Though a well-known study at Stanford showed students’ shortcomings in identifying trustworthy web news sources, other studies are more encouraging. Project Information Literacy studies have shown that although some students get caught up in spreading misinformation, many have strategies to keep on top of and filter news, and have other strategies for both for maintaining security and disrupting search algorithm bubbles.
Watch for more substantial changes in how libraries grapple with misinformation. A recent article by librarian Barbara Fister (closely involved with Project Information Literacy), lit a fuse among librarians by asking:
why decades of trying to make information literacy a universal educational outcome hasn’t prevented a significant portion of the population from fervidly embracing an elaborately populated world of disinformation while rejecting “mainstream media.”
Her principal diagnosis is that there is no curriculum that addresses disinformation; it is “everyone’s job, but nobody’s responsibility.” Though students get plenty of assignments that ask them to analyze and synthesize information they find through library research, they aren’t learning how information systems (from Facebook to YouTube to talk radio) directly intersect with power structures. Ideas circulate energetically in internet communities on 4chan, 8kun, and Parler, get amplified by cable news commentators and questionable news outlets, and then further amplified and turned into policy initiatives by politicians, all without surfacing in any resources housed in libraries.

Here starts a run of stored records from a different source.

PR #1514, opened 2021-06-29
uag,menu: simplify transport enable/disable and support also ws/wss

cspiel1:
Its better to have only one command for enabling transport. Requested by @juha-h.

Rework of: https://github.com/baresip/baresip/pull/1502


juha-h:
Christian Spielberger writes:

>   * uag,menu: simplify transport enable/disable and support also
>   * ws/wss

Thanks, I did some testing and everything worked fine.

juha-h:
Since transport enabling/disabling is global, would it make sense to have a config variable or variables to set initial values?

cspiel1:
> Since transport enabling/disabling is global, would it make sense to have a config variable or variables to set initial values?

Yes, I also though about this. I will add a commit.

cspiel1:
Note: added utility functions
```
void u32mask_enable(uint32_t *mask, uint8_t bit, bool enable);
bool u32mask_enabled(uint32_t *mask, uint8_t bit);
```
Can be moved to re. In next PR?

PR #1517, opened 2021-07-01
account: add setting audio payload type for telephone-event

cspiel1:
It makes sense to make the config option for telephone-event payload type per account.


cspiel1:
Should we remove the global config option `audio_telev_pt` ?

Currently, the account setting overrides the global setting.

PR #1522, opened 2021-07-05
net multiple interfaces no laddrs

cspiel1:
This is an alternative PR(draft) to PR https://github.com/baresip/baresip/pull/1513.

An additional commit removes the list of local addresses in struct network. Instead directly syncs the network addresses with supported transport objects in uag.

Which PR should be preferred?

Based on: https://github.com/baresip/re/pull/123

Note: For this I had to change `net_laddr_af()` API function.

Tested by adding/removing IP addressess. And by plugging/unplugging of a network cable.


cspiel1:
Buiild fails, because some of the workflows do not checkout correct libre branch.

cspiel1:
The `laddrs` list in net.c makes it simpler to filter and detect changes of the local addresses.
I close this, because nobody seems to be interested.

PR #1535, opened 2021-07-15
net: remove periodic check (experimental)

alfredh:
a PR for discussion ...

how to handle network changes when multiple address is supported.

if we remove this code, will it make the net.c code simpler ?

### DIFF
--- a/include/baresip.h
+++ b/include/baresip.h
@@ -699,10 +699,6 @@ int  net_alloc(struct network **netp, const struct config_net *cfg);
 int  net_use_nameserver(struct network *net,
 			const struct sa *srvv, size_t srvc);
 int  net_set_address(struct network *net, const struct sa *ip);
-void net_change(struct network *net, uint32_t interval,
-		net_change_h *ch, void *arg);
-void net_force_change(struct network *net);
-bool net_check(struct network *net);
 bool net_af_enabled(const struct network *net, int af);
 int  net_set_af(struct network *net, int af);
 void net_dns_refresh(struct network *net);
--- a/modules/httpreq/httpreq.c
+++ b/modules/httpreq/httpreq.c
@@ -89,24 +89,6 @@ static void http_resph(int err, const struct http_msg *msg, void *arg)
 }
 
 
-static void net_handler(void *arg)
-{
-	const struct sa *sa;
-	(void) arg;
-
-	sa = net_laddr_af(d->net, AF_INET);
-	if (sa)
-		http_client_set_laddr(d->client, sa);
-	info("httpreq: network changed %j", sa);
-#ifdef HAVE_INET6
-	sa = net_laddr_af(d->net, AF_INET6);
-	if (sa)
-		http_client_set_laddr6(d->client, sa);
-	info("httpreq: network changed %j", sa);
-#endif
-}
-
-
 static int ensure_alloc(void)
 {
 	int err = 0;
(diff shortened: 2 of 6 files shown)


cspiel1:
Interesting idea. We need `laddr` for:
- putting in SDP
- adding transport objects with `sip_transp_add()`

For the first we don't need to check changes.

For the second we have to detect changes, and then call `uag_reset_transp()` which re-creates the transport objects and start the re-REGISTER.

alfredh:
consider this case:

1. the system has one IPv4 address and one IPv6 address

2. there is one active call using the IPv4 address

3. during the call, the system gets an extra IPv6 address


with the current code, it will trigger a network change event, and a re-invite.
but this is not really correct, since the IPv4 address used is still available.

this leads to my conclusion that the network detect has to be closer to the
code that is actually using the address.

alfredh:
polling for network changes can be done, but might leave the system w/o network
for many seconds.

instant network change is possible, using OS specific hooks:

https://stackoverflow.com/questions/41590562/detect-ethernet-wifi-network-change

anyways, this was meant as input to the discussion ... closing it for now

juha-h:
Alfred E. Heggestad writes:

> instant network change is possible, using OS specific hooks:
> 
> https://stackoverflow.com/questions/41590562/detect-ethernet-wifi-network-change

In Android callback can be registered that receives network change
events, for example:

```
       cm = getSystemService(Context.CONNECTIVITY_SERVICE) as ConnectivityManager
        val builder = NetworkRequest.Builder()
                .removeCapability(NetworkCapabilities.NET_CAPABILITY_NOT_VPN)
        cm.registerNetworkCallback(
                builder.build(),
                object : ConnectivityManager.NetworkCallback() {

                    override fun onAvailable(network: Network) {
                        super.onAvailable(network)
                        Log.i(TAG, "Network $network is available")
                        updateNetwork()
                    }

                    override fun onLost(network: Network) {
                        super.onLost(network)
                        Log.i(TAG, "Network $network is lost")
                        if (activeNetwork == "$network")
                            updateNetwork()
                    }

                    override fun onLinkPropertiesChanged(network: Network, props: LinkProperties) {
                        super.onLinkPropertiesChanged(network, props)
                        Log.i(TAG, "Network $network link properties changed")
                        if (activeNetwork == "$network")
                            updateNetwork()
                    }

                    override fun onCapabilitiesChanged(network: Network, caps: NetworkCapabilities) {
                        super.onCapabilitiesChanged(network, caps)
                        Log.i(TAG, "Network $network capabilities changed: $caps")
                    }
                }
        )
```

alfredh:
it would make sense to put this code in the application which has access to those apis.
in your case, the android app ...

juha-h:
Alfred E. Heggestad writes:

> it would make sense to put this code in the application which has
> access to those apis. 
> in your case, the android app ...

Yes, I just gave an example of application code, not proposed to put the
code in libbaresip.

cspiel1:
We could
- put a list `laddrs` into net.c which is filled at startup,
- add functions `net_laddr_add()` and `net_laddr_rm()` in to net API,
- remove the network change detect code (E.g. we could move it into a module).

With the new API functions we have simple constraints that make sense:
- `net_laddr_add()` will not change the current call or send a re-INVITE,
- `net_laddr_rm()` will only change the current call if the given address is the used `laddr`

juha-h:
Sounds good.  What function is then used to change the current call, for example, when WiFi or VPN network becomes available?

cspiel1:
> Sounds good. What function is then used to change the current call, for example, when WiFi or VPN network becomes available?

See uag.c function `uag_reset_transp()`! Here you see:
```
				laddr = net_laddr_af(net, call_af(call));

				err |= call_reset_transp(call, laddr);
```

This is how it is done currently. This could also be improved, because currently the choice of `laddr` does not include a check if there is a route from `laddr` to the peer.

PR #1536, opened 2021-07-16
account: add enable/disable flag for video

cspiel1:
This allows to disable video for specific accounts.

Examples to disable video:
```
<sip:user@example.com>;video_codecs=
<sip:user@example.com>;video_codecs=none
```


include/baresip.h
```diff
@@ -137,6 +137,8 @@ enum sipansbeep account_sipansbeep(const struct account *acc);
 void account_set_sipansbeep(struct account *acc, enum sipansbeep beep);
 void account_set_autelev_pt(struct account *acc, uint32_t pt);
 uint32_t account_autelev_pt(struct account *acc);
+void account_enable_video(struct account *acc, bool enable);
+bool account_video_enabled(struct account *acc);
```
alfredh, line 141: input argument should be const

cspiel1: yes, for the getter function.

PR #1547, opened 2021-07-21
outgoing calls early callid

cspiel1:
based on https://github.com/baresip/re/pull/135

The call-id should be returned to the application immediately. This is in the first event: CALL_EVENT_OUTGOING


alfredh:
looks good to me

sreimers:
https://github.com/baresip/re/pull/135 is merged now.

cspiel1:
thanks!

In other words, “information literacy” as traditionally taught misses a whole pipeline of information serving powerful interests.
The people who engage in trading misinformation are in vibrant, active communities who foster a kind of information agency by employing their own versions of critical thinking. “Research it yourself,” “be skeptical,” and “give us the raw data,” have become rallying points not to defend rational argument and empiricism, but to attack researchers and higher education, which they perceive as insular, elitist, and inaccessible. In the words of Danah Boyd in a provocative keynote at SXSW in 2018, they’re attacking “the very tools that people use to make sense of the world around them have been strategically perverted by other people who believe themselves to be resisting the same powerful actors that we normally seek to critique.”
We have an epistemological crisis of intimidating scope on our hands. What can we do? Libraries can help by filling in a broader information perspective and teaching rudimentary information triage techniques of fact-checking. But, Danah Boyd again: “There’s widespread sentiment that we can fact check and moderate our way out of this conundrum. This will fail.”
We also house a growing collection of critical analyses of mis- and dis-information that professors could begin to use in courses. But it’s a far bigger problem than can be solved with the brief encounters librarians have with students in class visits and research consultations, as productive and useful as those encounters are. We would like to invite faculty into partnerships to begin to answer some questions:
- How can we better leverage students’ existing strategies?
- How can we better understand misinformation pipelines?
- How can we understand the discontent and disconnection that create appetites for disinformation?
- How can we learn more about information and misinformation ecosystems?
- How can we understand better why conspiracy theories have become so prevalent, replacing trust in institutions?
- How can we address the community most likely to share online misinformation, older adults?
That’s far from an exhaustive list, but it’s a start. And we do need to start.